On August 17, the students had had enough. Hundreds of them walked out of their jobs and began picketing the factory, chanting in different languages and waving signs that read "Hershey's: No more captive workers."


THE J-1 cultural exchange visa is organized by the State Department's Council for Educational Travel, which in essence means that the government itself is acting as a supplier of indentured servants from foreign countries for big corporations.

The chief executive of the council, Rick Anaya, even had the gall to claim in an interview with the New York Times that the State Department normally "would go out of our way to help [the students], but it seems like someone is stirring them up out there."

The students came wanting to learn about American culture, and they got to meet the wrong end of American capitalism. In the eyes of Hershey's, these students are cheap workers. But in their own eyes, they're people with dreams and aspirations that don't include being scammed and exploited.

When some 400 international students, accompanied by local labor leaders, halted production on August 17, police predictably showed up and arrested some of those protesting, including AFL-CIO Pennsylvania State President Rick Bloomingdale. As Bloomingdale told the student workers, "The workers of Pennsylvania are with you. The fight for good jobs isn't just your fight, it's our fight."

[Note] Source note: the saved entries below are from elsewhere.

PR #97, opened 2026-08-09
Fix long-conversation freeze on macOS (WKWebView)

itradesize:
Fixes the macOS app becoming permanently unresponsive when opening long conversations.

The issue is caused by the WebUI transcript virtualization scheduler repeatedly resetting its retry budget under WKWebView.

This adds a macOS-only compatibility guard that disables virtualization only when the affected scheduler behavior is detected. The server and WebUI deployment are unchanged.

Verified with focused regression tests and the full XCTest suite.

### DIFF
--- a/CHANGELOG.md
+++ b/CHANGELOG.md
@@ -1,5 +1,10 @@
 # Changelog
 
+## [Unreleased]
+
+### Fixed
+- **Long conversations no longer enter WebKit's virtual-measurement retry loop** — the macOS client now installs a document-start compatibility guard for the upstream transcript-virtualization bug tracked by hermes-webui PR #6668. When the loaded scheduler still contains the faulty per-window retry reset, virtualization uses WebUI's supported non-virtualized fallback inside WKWebView only. Browser and iOS clients remain unchanged, and virtualization automatically resumes in the Mac client once the server supplies the corrected scheduler.
+
 ## [v1.7.3] — 2026-07-18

The walkout has continued. At first, Hershey's tried to pass the buck, pointing to the fact that they subcontract the staffing of packing facilities to a company called Excel, which itself sub-contracts to the State Department in order to get cheap labor.

But on August 24, when four separate government agencies--including the Occupational Safety and Health Administration and the Department of Labor's Wage and Hour Division--announced investigations of working conditions at Hershey's, the company suddenly had a change of heart, announcing it would offer the student workers paid vacations.

As Saket Soni, executive director of the National Guestworker Alliance, which has been helping the students, summed up the reaction to Hershey's "great compromise": "Pennsylvanians know that Hershey's has pursued a deliberate strategy of outsourcing, downsizing and subcontracting for the cheapest, most exploitable workers for decades. That's Hershey's record of brutal corporate greed, and no eleventh-hour offer can cover it up."

The student guest workers have seen abject exploitation, a brutal workplace regime, a corporate-controlled government and a scam poorly disguised as the "American Dream." That is one side of this country. But they have also seen the other side in the outpouring of solidarity from labor unions, other Hershey's workers, the unemployed and local Pennsylvanians.

As these activists and supporters know, the slogan "An injury to one is an injury to all," isn't just a nice phrase--it's a fact. The ruling class will always attempt to use the conditions and wages of those that are the worst off to set the tone for the rest. By lowering the bottom rung, they lower the whole ladder. The call for just and living wages for these student workers is a demand that all workers deserve.